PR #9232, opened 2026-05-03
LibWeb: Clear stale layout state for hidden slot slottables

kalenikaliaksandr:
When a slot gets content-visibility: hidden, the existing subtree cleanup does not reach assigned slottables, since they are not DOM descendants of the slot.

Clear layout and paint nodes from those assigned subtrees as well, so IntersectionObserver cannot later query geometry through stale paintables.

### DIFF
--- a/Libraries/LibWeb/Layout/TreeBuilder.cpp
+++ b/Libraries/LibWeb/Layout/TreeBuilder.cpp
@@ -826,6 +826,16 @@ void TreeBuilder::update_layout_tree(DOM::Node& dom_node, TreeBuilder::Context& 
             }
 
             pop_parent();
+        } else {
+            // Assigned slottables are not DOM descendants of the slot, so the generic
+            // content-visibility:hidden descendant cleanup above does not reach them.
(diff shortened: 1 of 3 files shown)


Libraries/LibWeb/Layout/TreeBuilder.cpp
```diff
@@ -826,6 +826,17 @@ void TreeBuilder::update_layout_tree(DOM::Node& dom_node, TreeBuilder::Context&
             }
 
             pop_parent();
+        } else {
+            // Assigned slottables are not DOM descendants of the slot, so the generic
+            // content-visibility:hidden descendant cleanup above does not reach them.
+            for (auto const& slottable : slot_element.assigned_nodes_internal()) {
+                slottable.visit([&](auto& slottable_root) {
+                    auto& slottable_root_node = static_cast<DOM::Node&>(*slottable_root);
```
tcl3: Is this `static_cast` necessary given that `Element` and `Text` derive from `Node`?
---
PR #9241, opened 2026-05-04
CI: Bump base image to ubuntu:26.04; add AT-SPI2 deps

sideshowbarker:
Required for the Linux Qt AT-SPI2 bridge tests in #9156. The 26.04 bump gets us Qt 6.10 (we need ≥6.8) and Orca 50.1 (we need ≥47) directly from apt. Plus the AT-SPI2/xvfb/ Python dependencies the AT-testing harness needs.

Task requirements: A line belongs in the answer if it contains the word "opened"; please copy each such line from the material.

Result below:
PR #9232, opened 2026-05-03
PR #9241, opened 2026-05-04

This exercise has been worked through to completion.